→ **Provided records**
---*---

PR #1378, opened 2023-03-03
CLDC-1917 Add Startdate Validation

natdeanlewissoftwire:
This adds the startdate validation for crossover and non-crossover periods. I've added a feature flag to stop this validation causing failures in unrelated tests that have assumed the startdate to be a certain time. There were almost 400 of these, and fixing them one by one was a time sink that @kosiakkatrina and I agreed wasn't worth getting sucked into - I had it down to 320 or so but progress was slowing so opted for the feature flag approach instead.
image

A lot of the tests I've fixed for this ticket assumed time was in 22/23 collection year (sometimes in 21/22 collection year). I've enforced this to be true to fix tests and avoid testing overlapping behaviour (some tests relied on features from both collection years simultaneously), but this means we should probably add some more tests for the 23/24 collection year/current time than there currently are. I'd rather get this merged and make that a separate ticket though for size/ease of review reasons however.


app/models/form_handler.rb
```diff
@@ -79,12 +79,12 @@ def in_crossover_period?(now: Time.zone.now)
 
   def lettings_in_crossover_period?(now: Time.zone.now)
     forms = lettings_forms.values
-    forms.count { |form| form.start_date < now && now < form.end_date } > 1
+    forms.count { |form| form.start_date <= now && now < form.end_date } > 1
```
natdeanlewissoftwire: think this was a bug that got missed previously, can't think of a reason this shouldn't be <=

kosiakkatrina: `.between?` ?

config/locales/en.yml
```diff
@@ -156,6 +156,10 @@ en:
           "Enter a date within the %{previous_start_year_short}/%{previous_end_year_short} or %{previous_end_year_short}/%{current_end_year_short} financial years, which is between %{previous_start_year_long} and %{current_end_year_long}"
 
       startdate:
+        current_financial_year:
+          Enter a date within the %{current_start_year_short}/%{current_end_year_short} financial year, which is between %{current_start_year_long} and %{current_end_year_long}
```
jamesrose: > Enter a date within the %{current_start_year_short}/%{current_end_year_short} financial year

Is that a financial year? Is there a reason we are specific about it being one here?

config/initializers/feature_toggle.rb
```diff
@@ -4,11 +4,11 @@ def self.saledate_collection_window_validation_enabled?
     Rails.env.production? || Rails.env.test? || Rails.env.staging?
   end
 
-  def self.startdate_two_week_validation_enabled?
-    Rails.env.production? || Rails.env.test? || Rails.env.staging?
+  def self.startdate_collection_window_validation_enabled?
+    !Rails.env.test?
   end
```
jamesrose: This is a bad idea. Our tests should reflect the reality of the logic in production :)

natdeanlewissoftwire:
@jamesrose to advise as to whether we want to go through the best-practice process of making all previous time-assuming tests pass, or whether the current feature flag fix is acceptable (with tech debt to come back to it later)

Update: Decision is to fix tests.

config/locales/en.yml
natdeanlewissoftwire: Good point, it's not actually a financial year, I think we assume in copy that "financial year" for our purposes just means 1st April -> 31st March. I'll check with design.

app/models/form_handler.rb
natdeanlewissoftwire: between is inclusive at both ends of a range I believe, think I could use ... though

natdeanlewissoftwire: Ah no ignore me, between is fine here I think, thanks!

config/locales/en.yml
natdeanlewissoftwire: changed to collection year ^

app/models/validations/setup_validations.rb
```diff
@@ -1,5 +1,14 @@
 module Validations::SetupValidations
   include Validations::SharedValidations
+  include CollectionTimeHelper
+
+  def validate_startdate_setup(record)
+    return unless record.startdate && date_valid?("startdate", record)
+
+    unless record.startdate.between?(active_collection_start_date, current_collection_end_date) || !FeatureToggle.startdate_collection_window_validation_enabled?
```
asmega: minor thing, can:
```
!FeatureToggle.startdate_collection_window_validation_enabled?
```
be made into a short circuit at the top of the method eg:
```
return if !FeatureToggle.startdate_collection_window_validation_enabled?
```
if so, it should read more easily?

app/models/validations/setup_validations.rb
```diff
@@ -27,6 +36,37 @@ def validate_organisation(record)
...
 
+  def active_collection_start_date
+    if FormHandler.instance.lettings_in_crossover_period?
+      previous_collection_start_date
+    else
+      current_collection_start_date
+    end
+  end
+
+  def validation_error_message
```
asmega: i'd probably opt for a less generic name. because this apps loves modules, everything will get mixed into one class therefore to prevent collisions a more specific name may be wiser

config/locales/en.yml
```diff
@@ -141,7 +141,7 @@ en:
       above_min: "%{field} must be at least %{min}"
     date:
       invalid_date: "Enter a date in the correct format, for example 31 1 2022"
-      outside_collection_window: Enter a date within the 22/23 financial year, which is between 1st April 2022 and 31st March 2023
+      outside_collection_window: Enter a date within the 22/23 collection year, which is between 1st April 2022 and 31st March 2023
```
asmega, line 144: may be for next time i think it would be great it we could pass these values in

spec/models/lettings_log_spec.rb
```diff
@@ -1497,6 +1520,23 @@ def previous_postcode_fields
...
+            after do
+              Timecop.unfreeze
+            end
+
+            around do |example|
+              Timecop.freeze(Time.zone.local(2023, 5, 1)) do
+                Singleton.__init__(FormHandler)
+                example.run
+              end
+              Timecop.return
```
asmega, line 1536: here i don't think you will need the `before` and `after` as you've covered this in the `around`. also this line should be able to go? as the `freeze` should only happen to anything with the block

EDIT: there seem to be other occurrences of this same issue in this PR

spec/requests/lettings_logs_controller_spec.rb
```diff
@@ -333,6 +333,14 @@
           end
 
           context "with year filter" do
+            before do
+              Timecop.freeze(2022, 3, 1)
```
asmega: personally i would just change all these to use `around` and switch to the block syntax, maybe that a preference thing though

asmega (approved):

app/models/validations/setup_validations.rb
natdeanlewissoftwire: good idea, will do this for sales too 👍

config/locales/en.yml
natdeanlewissoftwire: this is only used for bulk upload, but yep I agree - probably a separate ticket

app/models/validations/setup_validations.rb
natdeanlewissoftwire: good shout, will do for sales logs too 👍

spec/models/lettings_log_spec.rb
natdeanlewissoftwire: These are actually required, it's not ideal but the around wraps around global before and afters which is required for initialising logs that are reused in different time periods.

spec/requests/lettings_logs_controller_spec.rb
natdeanlewissoftwire: some of these are necessary but have changed the ones that can be

PR #1379, opened 2023-03-03
CLDC-1938 Import LA and mortgage used fixes

kosiakkatrina:
- Import `staircase` if it's shared ownership only, because it is only asked for shared ownership
- Import LA manually if it cannot be inferred, this will likely result in differences when importing if it can be inferred, but no data loss
- Infer mortgage used as yes if any of the mortgage information is given, as we don't want to lose that data
- Only import 22/23 sales collection onwards, because we don't have 21/22 form on our service and it is not necessary to import those logs from the data perspective

### DIFF
--- a/app/services/imports/sales_logs_import_service.rb
+++ b/app/services/imports/sales_logs_import_service.rb
@@ -110,7 +110,7 @@ module Imports
       attributes["prevten"] = unsafe_string_as_integer(xml_doc, "Q6PrevTenure")
       attributes["mortlen"] = mortgage_length(xml_doc, attributes)
       attributes["extrabor"] = borrowing(xml_doc, attributes)
-      attributes["mortgageused"] = unsafe_string_as_integer(xml_doc, "MORTGAGEUSED")
+      attributes["mortgageused"] = mortgage_used(xml_doc, attributes)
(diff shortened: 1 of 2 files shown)


app/services/imports/sales_logs_import_service.rb
```diff
@@ -16,7 +16,9 @@ def create_logs(folder)
   private
 
     def create_log(xml_doc)
+      # only import sales logs from 22/23 collection period onwards
       return unless meta_field_value(xml_doc, "form-name").include?("Sales")
+      return unless compose_date(xml_doc, "DAY", "MONTH", "YEAR") > Time.zone.local(2022, 4, 1)
```
jamesrose: Is it possible to infer this date somehow?

kosiakkatrina: Hm, I thought about that, but not really. I think our form dates are based on `current collection period`, so even if I got the `previous collection start year` it would change in a month. This should always be the same tho

kosiakkatrina: It should be >= tho, so let me change that

jamesrose (approved):

PR #1381, opened 2023-03-06
CLDC-1864 single log numbering

natdeanlewissoftwire:
adds question numbering to CYA pages and single question pages for lettings and sales logs (also means numbers show in review page which isn't mentioned in the ticket but is the correct behaviour to my knowledge):

Questions not numbered as they are being destructively changed/added in other tickets: Lettings 11 and 12, Sales 14, 15, 32, 60 and 61

image
image

review page: 
image


app/models/form/question.rb
```diff
@@ -258,6 +259,12 @@ def is_derived_or_has_inferred_check_answers_value?(log)
     selected_answer_option_is_derived?(log) || has_inferred_check_answers_value?(log)
   end
 
+  def question_number_string(conditional)
```
asmega: can we give this a default? it'll save you from passing in flags all the time

natdeanlewissoftwire:
One thing I should add is enforcing this behaviour only for 23/24 - as some qs are different, thought it wouldn't be an issue but it looks like it is

Update: done

app/models/form/lettings/questions/age.rb
```diff
@@ -11,5 +11,6 @@ def initialize(id, hsh, page, person_index:)
     @max = 120
     @min = 0
     @step = 1
+    @question_number = 31 + 4 * person_index
```
asmega: i think i would of added brackets here so its obvious where the multiplication happens

asmega (approved):

app/models/form/lettings/questions/age.rb
natdeanlewissoftwire: sure, good idea!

---*---

→ **Exercise**
Which lines in the listing above include the string "count"? Copy each of them.

→ **Exercise response**
-    forms.count { |form| form.start_date < now && now < form.end_date } > 1
+    forms.count { |form| form.start_date <= now && now < form.end_date } > 1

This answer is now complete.